Rob Palmer, a pioneering Technical & Cave Diver in the UK, defined Technical Diving as "..the use of advanced and specialised equipment and techniques enabling divers to gain access to depth, dive time and specific underwater environments more safely than might otherwise be possible." Sounds exciting, doesn't it? Well it is, and the training is available now!
Part 1There are a variety of courses offered by the Technical Training Agencies such as ANDI, IANTD and TDI. Even the traditional recreational agencies such as PADI, SSI & NAUI are moving into Technical Diving. Who knows, one day you may get a PADI or SSI Trimix Rebreather Specialty??
But, after your introduction to Nitrox, you need to decide what continuing courses are for you. So, where to go from here?
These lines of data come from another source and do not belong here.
PR #1098, opened 2026-07-21
APG-2492: batch staff-surname lookups in SAR generation

raby:
Follow-up to the surname-lookup helper and V144 index migration.

Collapse the O(rows) staff-surname point-lookup pattern in SubjectAccessRequestService into exactly two batch queries per SAR request (one by-username, one by-staff-id).

StaffRepository gains findSurnamesByUsernames / findSurnamesByStaffIds returning lightweight projection interfaces (uses the V144 indexes).

StaffLookupService adds resolveSurnamesByUsername / resolveSurnamesByStaffId, which filter null/blank inputs, dedupe multi-row matches (logging a WARN so duplicates stay visible in prod), and return maps keyed by identifier.

SubjectAccessRequestService.getPrisonContentFor now collects all usernames / staff IDs referenced by the referral, participation, audit and status-history entity sets up-front, resolves both batch maps once, and threads a StaffSurnames context object into each mapper. Scalar findLastNameByUsername / findLastNameByStaffId helpers remain for any non-batch caller.

Adds unit tests for the new batch resolvers (dedupe, null/blank filter, empty short-circuit, unmatched keys) and integration tests for the new projections

### DIFF
--- a/src/main/kotlin/uk/gov/justice/digital/hmpps/hmppsaccreditedprogrammesapi/domain/repository/StaffRepository.kt
+++ b/src/main/kotlin/uk/gov/justice/digital/hmpps/hmppsaccreditedprogrammesapi/domain/repository/StaffRepository.kt
@@ -7,6 +7,24 @@ import uk.gov.justice.digital.hmpps.hmppsaccreditedprogrammesapi.domain.entity.c
 import java.math.BigInteger
 import java.util.UUID
 
+/**
+ * Projection returned by [StaffRepository.findSurnamesByUsernames] so callers can
+ * build a `username -> lastName` map without loading full staff rows.
+ */
+interface UsernameSurnameProjection {
+  val username: String
+  val lastName: String
+}
+
+/**
+ * Projection returned by [StaffRepository.findSurnamesByStaffIds] so callers can
+ * build a `staffId -> lastName` map without loading full staff rows.
+ */
+interface StaffIdSurnameProjection {
+  val staffId: BigInteger
+  val lastName: String
+}
+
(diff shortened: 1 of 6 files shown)


src/main/kotlin/uk/gov/justice/digital/hmpps/hmppsaccreditedprogrammesapi/domain/repository/StaffRepository.kt
```diff
@@ -7,17 +7,73 @@ import uk.gov.justice.digital.hmpps.hmppsaccreditedprogrammesapi.domain.entity.c
...
+    ORDER BY s.username, s.id
+    """,
+  )
+  fun findSurnamesByUsernames(usernames: Collection<String>): List<UsernameSurnameProjection>
+
+  /**
+   * Batch equivalent of [findLastNameByStaffId]: returns one row per matched
+   * staff record so callers can group into a `staffId -> lastName` map in a
+   * single query. Uses idx_staff_staff_id (see V144).
+   *
```
Jack-Dempster, line 62: think this comment isn't relevant to this method

Jack-Dempster (approved):

src/main/kotlin/uk/gov/justice/digital/hmpps/hmppsaccreditedprogrammesapi/domain/repository/StaffRepository.kt
raby: Thanks I shall reword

This course is designed to build upon the basic information introduced in the Nitrox Course. Typically you would learn about the more complex factors that need to be considered when using a variety of nitrox mixes. You could expect to be shown how to safely plan and execute a Nitrox dive using two nitrox mixes and then undertake at least four Nitrox dives, usually to a maximum depth of 45m.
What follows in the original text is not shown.